Kalau substansinya terbatas pada pembalakan liar, maka RUU ini menjadi baju yang terlalu besar. Oleh karena itu, bila memang masih diinginkan untuk diteruskan, maka cakupannya harus diperluas dengan meliputi tindak pidana kehutanan lainnya yang saat ini cukup besar dan trendnya juga cenderung meningkat, yaitu masalah perambahan dan penggunaan kawasan hutan secara tidak syah. Namun demikian beberapa substansi yang sangat perlu untuk dipertimbangkan adalah:
1. Tujuan dari RUU ini yang merupakan dukungan terhadap UU Nomor 41 Tahun 1999 tentang Kehutanan adalah memastikan bahwa Pengelolaan Hutan Lestari (PHL) atau Sustainable Forest Management (SFM) dapat diimplementasikan di lapangan. Oleh karena itu yang harus menjadi fokus pengaturan adalah: a). Fokusnya harus pada kegiatan yang tidak syah atau ilegal,dan bukan pada kegiatan yang memiliki ijin dari pemerintah dalam hal ini Kementerian Kehutanan.; b). Perlunya memperkuat kelembagaan pengelolaan hutan pada tingkat tapak yaitu Kesatuan Pengelolaan Hutan (KPH).
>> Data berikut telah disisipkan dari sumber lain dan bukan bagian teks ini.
PR #823, opened 2021-12-07
Implement show/hide of SwiftUI notification with UIKit

jeaniehuynh:
### Platforms Impacted
- [x] iOS
- [ ] macOS

### Description of changes

Rewrite notification demo controller as a TableViewDemoController
Implement show/hide of SwiftUI notification with UIKit

| Simulator Screen Shot - iPad Pro (12 9-inch) (5th generation) - 2021-12-07 at 11 54 53 | Simulator Screen Shot - iPad Pro (12 9-inch) (5th generation) - 2021-12-07 at 11 30 30 |
|Simulator Screen Shot - iPad Pro (12 9-inch) (5th generation) - 2021-12-07 at 11 55 44|Simulator Screen Shot - iPad Pro (12 9-inch) (5th generation) - 2021-12-07 at 13 45 10|

### Pull request checklist

This PR has considered:

###### Microsoft Reviewers: [Open in CodeFlow](https://portal.fabricbot.ms/api/codeflow?pullrequest=https://github.com/microsoft/fluentui-apple/pull/823)


ios/FluentUI.Demo/FluentUI.Demo/Demos/NotificationViewDemoController_SwiftUI.swift
```diff
@@ -4,105 +4,467 @@
...
-                        VStack(spacing: 0) {
-                            Text("Action")
-                                .frame(maxWidth: .infinity, alignment: .leading)
-                                .font(.title)
-                            Divider()
-                        }
-                        FluentUIDemoToggle(titleKey: "Has Action Button Action", isOn: $hasActionButtonAction)
-                        FluentUIDemoToggle(titleKey: "Has Message Action", isOn: $hasMessageAction)
-                    }
+        switch row {
```
edjamesmsft, line 51: I'm not sure what the standard practice is on this team, but this switch statement is very large and nested. Would it make sense to break out the content of each of the switch statements into well-named helper methods to condense this a bit? No biggie if that's not the done thing, though :)

jeaniehuynh: I just took a look and 7 out of 9 of the demo controllers using DemoTableViewController create their rows this way, so it seems like the standard to me! Can be handled in a separate PR if needed :)

edjamesmsft: Sounds good! I think it would be beneficial for this to be condensed for easier reading, but definitely don't block on it, especially since it would be good to clean up in a number of places.

ios/FluentUI/Notification/MSFNotificationView.swift
```diff
@@ -0,0 +1,194 @@
...
+    // MARK: - FluentUIWindowProvider
+
+    var window: UIWindow? {
+        return self.view.window
+    }
+
+    // MARK: - Show/Hide Methods
+
+    public func showNotification(in view: UIView, completion: ((MSFNotification) -> Void)? = nil) {
+        if isShown {
```
rdeassis, line 69: Use guard for early return.

ios/FluentUI/Notification/NotificationView_SwiftUI.swift
```diff
@@ -172,47 +168,30 @@ public struct NotificationViewSwiftUI: View {
...
-                case .actionButton:
-                    if let actionTitle = state.actionButtonTitle {
-                        if actionTitle.isEmpty {
-                            alertString = "Dismiss"
-                        } else {
-                            alertString = actionTitle
-                        }
-                    } else {
-                        alertString = "Action"
+        if let windowWidth = UIApplication.shared.keyWindow?.bounds.width {
```
rdeassis, line 171: Have you looked at the GeometryReader to retrieve the dimensions of the screen?
I think using UIKit's window is not ideal here.

ios/FluentUI/Notification/MSFNotificationView.swift
```diff
@@ -0,0 +1,194 @@
...
+        }
+    }
+
+    public var style: MSFNotificationStyle {
+        get {
+            return notification.state.style
+        }
+
+        set {
+            notification.state.style = newValue
```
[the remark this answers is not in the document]
jeaniehuynh: That's what I thought, but removing this line will make the notification's colors not update. For example, this bar should be gray but it maintains the primary toast (default)'s color scheme
image

ios/FluentUI/Notification/NotificationView_SwiftUI.swift
jeaniehuynh: As discussed offline, we will keep the UIKit's window usage here because GeometryReader relies on the bounds of the hosting controller which cannot be set accurately at this point

mischreiber: Mmmmmm I hear your point about not being able to use `GeometryReader`, but I think there's still a real scenario here for multi-window. Example: what if I have two Word windows visible, am actively typing in one (making it `keyWindow`), but the other window is trying to show a notification?

mischreiber:
Just as a heads up, I'm able to crash the SwiftUI demo with the following:
* Open the SwiftUI demo
* Show a Notification pop-up
* Go back while the demo is still visible
* Wait for the now-hidden Notification to dismiss

See video:

https://user-images.githubusercontent.com/4934719/149601649-358ee4ec-024d-445f-9cda-33dc0699e47f.mp4

ios/FluentUI/Notification/NotificationView_SwiftUI.swift
```diff
@@ -45,6 +45,7 @@ public struct NotificationViewSwiftUI: View {
     @Environment(\.swiftUIInsets) private var safeAreaInsets: EdgeInsets
     @Environment(\.theme) var theme: FluentUIStyle
     @Environment(\.windowProvider) var windowProvider: FluentUIWindowProvider?
+    @Environment(\.viewController) var viewController: UIViewController?
```
mischreiber, line 48: I see how you're reading from this variable below, but I don't see where it's set. Does that mean the code is currently always using the default value?

ios/FluentUI/Extensions/EnvironmentValues+Extensions.swift
```diff
@@ -23,3 +23,20 @@ private extension UIEdgeInsets {
...
     }
 }
+
+struct ViewControllerHolder {
+    weak var value: UIViewController?
+}
+
+struct ViewControllerKey: EnvironmentKey {
+    static var defaultValue: ViewControllerHolder {
+        return ViewControllerHolder(value: UIApplication.shared.windows.first?.rootViewController)
```
mischreiber, line 33: `-[UIApplication windows]` is deprecated; we'll want to use a different API to get a default window (maybe back to the key window?)

ios/FluentUI/Notification/NotificationView_SwiftUI.swift
```diff
@@ -159,8 +160,8 @@ public struct NotificationViewSwiftUI: View {
 
     public var body: some View {
         // Note: we are using keyWindow's width because GeometryReader relies on the bounds of the hosting controller which cannot be set accurately at this point
```
mischreiber, line 162: Nit: update comment

ios/FluentUI/Notification/NotificationView_SwiftUI.swift
```diff
@@ -172,54 +159,45 @@ public struct NotificationViewSwiftUI: View {
...
-                    if let actionTitle = state.actionButtonTitle {
-                        if actionTitle.isEmpty {
-                            alertString = "Dismiss"
-                        } else {
-                            alertString = actionTitle
-                        }
-                    } else {
-                        alertString = "Action"
+        // Note: we are using viewController's width because GeometryReader relies on the bounds of the hosting controller which cannot be set accurately at this point
+        if let viewWidth = viewController?.view.bounds.width {
```
mischreiber, line 163: Note that I'm still a little hesitant about having a UIKit type in here. This will make hosting this view in a "pure" SwiftUI app more difficult, as the caller may not have ready access to any UIViewControllers.

ios/FluentUI/Notification/MSFNotificationView.swift
```diff
@@ -0,0 +1,182 @@
...
+        hostingController = FluentUIHostingController(rootView: AnyView(notification
+                                                                            .windowProvider(self)
+                                                                            .modifyIf(theme != nil, { notification in
+                                                                                notification.customTheme(theme!)
+                                                                            })))
+        hostingController.view.backgroundColor = UIColor.clear
+        hostingController.disableSafeAreaInsets()
+    }
+
+    public var state: MSFNotificationState {
```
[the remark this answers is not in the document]
jeaniehuynh: An earlier commit was giving me errors (Property cannot be marked @objc because its type cannot be represented in Objective-C), but the lines causing that error have been changed and I missed putting it back!

ios/FluentUI/Notification/NotificationView_SwiftUI.swift
jeaniehuynh: When I create the pure SwiftUI change, I will have it use GR instead to address that issue!

Currently idea: we have `if let viewWidth = viewController?.view.bounds.width` already, if true/viewController exists, use viewController width, else,  construct view with GR.

mischreiber (approved):

ios/FluentUI/Extensions/EnvironmentValues+Extensions.swift
```diff
@@ -24,17 +24,19 @@ private extension UIEdgeInsets {
...
-                $0 as? UIWindowScene
-            }
-            .flatMap {
-                $0.windows
-            }
-            .first {
-                $0.isKeyWindow
-            }
+struct ViewControllerHolder {
+    weak var value: UIViewController?
```
rdeassis, line 28: Should the SafeAreaInsets above be retrieved from the window associated with this UIViewController? (it seems to me that it should)

ios/FluentUI/Extensions/EnvironmentValues+Extensions.swift
```diff
@@ -24,17 +24,19 @@ private extension UIEdgeInsets {
...
+}
+
+struct ViewControllerKey: EnvironmentKey {
+    static var defaultValue: ViewControllerHolder {
+        return ViewControllerHolder(value: UIApplication.shared.keyWindow?.rootViewController)
+    }
+}
+
+extension EnvironmentValues {
+    var viewController: UIViewController? {
```
rdeassis, line 38: nit: how about naming this as something like "ParentViewController" or "HostingViewController"?

ios/FluentUI/Notification/MSFNotificationTokens.swift
```diff
@@ -15,6 +15,25 @@ import UIKit
     case dangerToast
     case warningToast
 
+    public var styleString: String {
```
rdeassis, line 18: This should be added in an extension of the MSFNotificationStyle enum in the demo app (example in the link below):

https://github.com/microsoft/fluentui-apple/blob/7fbc76a9a60e69d84fd9026b134fc1c15725a27f/ios/FluentUI.Demo/FluentUI.Demo/Demos/ActivityIndicatorDemoController.swift#L217

ios/FluentUI/Notification/MSFNotificationView.swift
```diff
@@ -0,0 +1,182 @@
...
+        let style = notification.tokens.style
+        let presentationOffset: CGFloat! = notification.tokens.presentationOffset
+        if style.isToast, let currentToast = MSFNotification.currentToast, currentToast.view.window != nil {
+            currentToast.hide {
+                self.showNotification(in: view, completion: completion)
+            }
+            return
+        }
+
+        hostingController = FluentUIHostingController(rootView: AnyView(notification
```
rdeassis, line 64: Why is the hosting controller being recreated here? Isn't it possible to just reassign its current root view with the environment value?

ios/FluentUI/Notification/MSFNotificationView.swift
```diff
@@ -0,0 +1,182 @@
...
+        }
+
+        let completionForShow = { (_: Bool) in
+            UIAccessibility.post(notification: .layoutChanged, argument: hostingControllerView)
+            completion?(self)
+        }
+
+        if animated {
+        view.layoutIfNeeded()
+            UIView.animate(withDuration: style.animationDurationForShow, delay: 0, usingSpringWithDamping: style.animationDampingRatio, initialSpringVelocity: 0, animations: {
```
rdeassis, line 104: nit: can you break the params into multiple lines for better readability?

ios/FluentUI/Notification/MSFNotificationView.swift
```diff
@@ -0,0 +1,182 @@
...
+        if updatedDelay > 0 {
+            DispatchQueue.main.asyncAfter(deadline: .now() + updatedDelay) { [weak self] in
+                self?.hide(completion: completion)
+            }
+            return
+        }
+
+        let hostingControllerView = self.hostingController.view
+        if let completion = completion {
+            completionsForHide.append(completion)
```
rdeassis, line 138: Why is completionsForHide an array? Is it calling completions for other toasts that were previously requested to be hidden?

ios/FluentUI/Notification/NotificationView_SwiftUI.swift
rdeassis, line 163: One idea that came to my mind here. What if you use `windowProvider?.window?.bounds.width` here instead of passing the environment value just for that view controller?
Seems to me you'd be able to save a lot of code in the show method that presents it.

ios/FluentUI.Demo/FluentUI.Demo/Demos/NotificationViewDemoController_SwiftUI.swift
```diff
@@ -4,105 +4,528 @@
 //
 
 import FluentUI
-import SwiftUI
+import UIKit
 
-class NotificationViewDemoControllerSwiftUI: UIHostingController<NotificationDemoView> {
-    override init?(coder aDecoder: NSCoder, rootView: NotificationDemoView) {
-        preconditionFailure("init(coder:) has not been implemented")
+class NotificationViewDemoControllerSwiftUI: DemoTableViewController, UIPickerViewDataSource, UIPickerViewDelegate {
```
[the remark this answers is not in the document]
jeaniehuynh: Correct!

ios/FluentUI/Notification/MSFNotificationView.swift
jeaniehuynh: I'm not sure, it was how whoever created the original UIKit version of Notification had implemented it, so I left it.

ios/FluentUI.xcodeproj/project.pbxproj
```diff
@@ -551,6 +555,15 @@
 			path = "Pill Button Bar";
 			sourceTree = "<group>";
 		};
+		4BA9B8B5279F2940007536F5 /* Notification */ = {
+			isa = PBXGroup;
+			children = (
+				43488C44270FAD0200124C71 /* NotificationView_SwiftUI.swift */,
```
rdeassis, line 561: super nit: can you arrange the files in alphabetical order in both folders?

ios/FluentUI/Extensions/EnvironmentValues+Extensions.swift
```diff
@@ -7,7 +7,8 @@ import SwiftUI
 
 struct SafeAreaInsetsKey: EnvironmentKey {
     static var defaultValue: EdgeInsets {
-        UIApplication.shared.keyWindow?.safeAreaInsets.swiftUIInsets ?? EdgeInsets()
+        @Environment(\.windowProvider) var windowProvider: FluentUIWindowProvider?
```
rdeassis, line 10: Wouldn't be simpler to just add a computed property directly in the NotificationViewSwiftUI View since it's got the windowProvider environment value?

ios/FluentUI/Extensions/UIApplication+Extensions.swift
```diff
@@ -0,0 +1,21 @@
+//
+//  Copyright (c) Microsoft Corporation. All rights reserved.
+//  Licensed under the MIT License.
+//
+
+import SwiftUI
+
+extension UIApplication {
```
rdeassis, line 8: It seems like this extension is not being used anymore. Can you delete this file?

ios/FluentUI/Vnext/Notification/MSFNotificationView.swift
```diff
@@ -0,0 +1,182 @@
...
+        let style = notification.tokens.style
+        let presentationOffset: CGFloat! = notification.tokens.presentationOffset
+        if style.isToast, let currentToast = MSFNotification.currentToast, currentToast.view.window != nil {
+            currentToast.hide {
+                self.showNotification(in: view, completion: completion)
+            }
+            return
+        }
+
+        hostingController.disableSafeAreaInsets()
```
rdeassis, line 64: This is already being called in line 35. Shouldn't be needed here.

ios/FluentUI/Vnext/Notification/MSFNotificationView.swift
```diff
@@ -0,0 +1,182 @@
...
+        var hostingControllerView: UIView! = hostingController.view
```
rdeassis, line 65: duplicated code (lines 65 and 66)

ios/FluentUI/Vnext/Notification/MSFNotificationView.swift
```diff
@@ -0,0 +1,182 @@
...
+        hostingControllerView = hostingController.view
+        hostingControllerView.translatesAutoresizingMaskIntoConstraints = false
```
rdeassis, line 67: this will crash if hostingControllerView is nil.

you can validate it in the beginning of the func...  something like this:

```
guard let hostingControllerView = hostingController.view else {
    return
}
```

rdeassis (approved):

2. Apabila diperlukan suatu badan khusus untuk menangani masalah ilegal logging dan perambahan kawasan hutan, maka badan tersebut harus tetap dalam struktur kementerian Kehutanan dan sesuai dengan tupoksi kementerian. Oleh karena itu memperkuat atau membangun Direktorat Jenderal Perlindungaan Hutan adalah opsi yang justifiable. Dalam kaitan ini PPNS Kehutanan harus menjadi badan yang independen yang bisa mengurus semua masalah tindak pidana kehutanan. Pengalaman yang lalu menunjukkan bahwa walaupun koordinasi dalam penindakan ilegal logging juga memiliki keunggulan, akan tetapi juga memiliki kelemahan. Seringkali operasi yang seharusnya bersifat rahasia menjadi bocor dan tidak mencapai sasaran ketika koordinasi menjadi prasyarat bagi setiap kegiatan pemberantasan dan pencegahan tindak pidana kehutanan.